►

PR #1874, opened 2021-03-23
Pyk updates

ehildenb:
Updates `krunJSON` to use the newer `krun` instead of `krunLegacy`. Renames the existing `krunJSON` as `krunJSONLegacy`, so that people can continue using it as needed.
Also quiet down the rule coverage converter (used for rule merging).

This requires an explicit call to `kast`.

If you are passing in an entire configuration to `krunJSON`, make sure to add `krunFlags = ['--term']`, and `kastFlags = ['--sort', 'GeneratedTopCell']`. If you are just parsing some initial statement, this isn't needed.


yzhang90 (approved):
LGTM

PR #1884, opened 2021-03-29
Nix: Fix kserver

ttuegel:
The `kserver` that comes with the Nix package is broken, but this pull request would fix it.


ttuegel:
The tests fail because of the lines get wrapped differently, so we need to disable line wrapping in the test suite. There is a command-line option for `kompile` and `krun` to do this.

andreiburdusa (approved):
The only documentation I could find about `buildMaven` is this https://github.com/fzakaria/nixpkgs/blob/b9321adf1ea91bca9e2127ce4f0b428391745474/doc/languages-frameworks/maven.section.md and it doesn't give details about `preFixup`, `doInstallCheck` or `installCheckPhase`. Is there another place that explains all its parameters?

ttuegel:
Run tests individually: `nix-build test.nix --argstr test NAME`

PR #1894, opened 2021-04-02
Fix for `kompile --coverage` when rhs of rule contains parametric function

dwightguth:
There was a bug where the semantics would get stuck if you enable coverage and it tries to apply a function rule where the top symbol on the rhs is parametric in the return sort. This was because the instrumentation with the coverage information caused incorrect sort information to be inferred about the rule during AddSortInjections. The solution turns out to be to infer the sort a little differently and also ensure that the instrumented code still expects the same sort in the context of the rhs.

The test I added fails without these changes. I also tested that the Algorand semantics can correctly generate a coverage xml file when built with this version of K.


kernel/src/main/java/org/kframework/compile/AddSortInjections.java
```diff
@@ -303,6 +303,10 @@ private void match(Production prod, Sort declaredSort, Sort actualSort, Map<Sort
                         .collect(Collectors.toSet());
     }
 
+    public Sort topSort(K term) {
+      return sort(term, freshSortParam());
+    }
+
```
radumereuta, line 312: Why is this called `topSort`?
Please add some comments because it's not clear what top sort means in this context.

k-distribution/tests/regression-new/coverage-poly/test.k
```diff
@@ -0,0 +1,7 @@
+module TEST
+  imports K-REFLECTION
+
+  syntax Foo ::= parseFoo() [function]
+  rule parseFoo() => #parseKORE("Lblfoo{}()")
+  syntax Foo ::= foo() [symbol]
+endmodule
```
radumereuta, line 7: Is this test helpful other than 'it doesn't crash'?

radumereuta (changes requested):
Just some questions, and a request for comments.
Other than that it looks good.

k-distribution/tests/regression-new/coverage-poly/test.k
dwightguth: Yes. The test got stuck before I made these changes, because when --coverage was passed to kompile, the rule for `parseFoo` was being instrumented in a manner that caused the rule to not apply.

radumereuta (approved):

◄

**Exercise description**: Reproduce the entries exactly as they appear.

**Response to this task**:
PR #1874, opened 2021-03-23
Pyk updates

ehildenb:
Updates `krunJSON` to use the newer `krun` instead of `krunLegacy`. Renames the existing `krunJSON` as `krunJSONLegacy`, so that people can continue using it as needed.
Also quiet down the rule coverage converter (used for rule merging).

This requires an explicit call to `kast`.

If you are passing in an entire configuration to `krunJSON`, make sure to add `krunFlags = ['--term']`, and `kastFlags = ['--sort', 'GeneratedTopCell']`. If you are just parsing some initial statement, this isn't needed.


yzhang90 (approved):
LGTM

PR #1884, opened 2021-03-29
Nix: Fix kserver

ttuegel:
The `kserver` that comes with the Nix package is broken, but this pull request would fix it.


ttuegel:
The tests fail because of the lines get wrapped differently, so we need to disable line wrapping in the test suite. There is a command-line option for `kompile` and `krun` to do this.

andreiburdusa (approved):
The only documentation I could find about `buildMaven` is this https://github.com/fzakaria/nixpkgs/blob/b9321adf1ea91bca9e2127ce4f0b428391745474/doc/languages-frameworks/maven.section.md and it doesn't give details about `preFixup`, `doInstallCheck` or `installCheckPhase`. Is there another place that explains all its parameters?

ttuegel:
Run tests individually: `nix-build test.nix --argstr test NAME`

PR #1894, opened 2021-04-02
Fix for `kompile --coverage` when rhs of rule contains parametric function

dwightguth:
There was a bug where the semantics would get stuck if you enable coverage and it tries to apply a function rule where the top symbol on the rhs is parametric in the return sort. This was because the instrumentation with the coverage information caused incorrect sort information to be inferred about the rule during AddSortInjections. The solution turns out to be to infer the sort a little differently and also ensure that the instrumented code still expects the same sort in the context of the rhs.

The test I added fails without these changes. I also tested that the Algorand semantics can correctly generate a coverage xml file when built with this version of K.


kernel/src/main/java/org/kframework/compile/AddSortInjections.java
```diff
@@ -303,6 +303,10 @@ private void match(Production prod, Sort declaredSort, Sort actualSort, Map<Sort
                         .collect(Collectors.toSet());
     }
 
+    public Sort topSort(K term) {
+      return sort(term, freshSortParam());
+    }
+
```
radumereuta, line 312: Why is this called `topSort`?
Please add some comments because it's not clear what top sort means in this context.

k-distribution/tests/regression-new/coverage-poly/test.k
```diff
@@ -0,0 +1,7 @@
+module TEST
+  imports K-REFLECTION
+
+  syntax Foo ::= parseFoo() [function]
+  rule parseFoo() => #parseKORE("Lblfoo{}()")
+  syntax Foo ::= foo() [symbol]
+endmodule
```
radumereuta, line 7: Is this test helpful other than 'it doesn't crash'?

radumereuta (changes requested):
Just some questions, and a request for comments.
Other than that it looks good.

k-distribution/tests/regression-new/coverage-poly/test.k
dwightguth: Yes. The test got stuck before I made these changes, because when --coverage was passed to kompile, the rule for `parseFoo` was being instrumented in a manner that caused the rule to not apply.

radumereuta (approved):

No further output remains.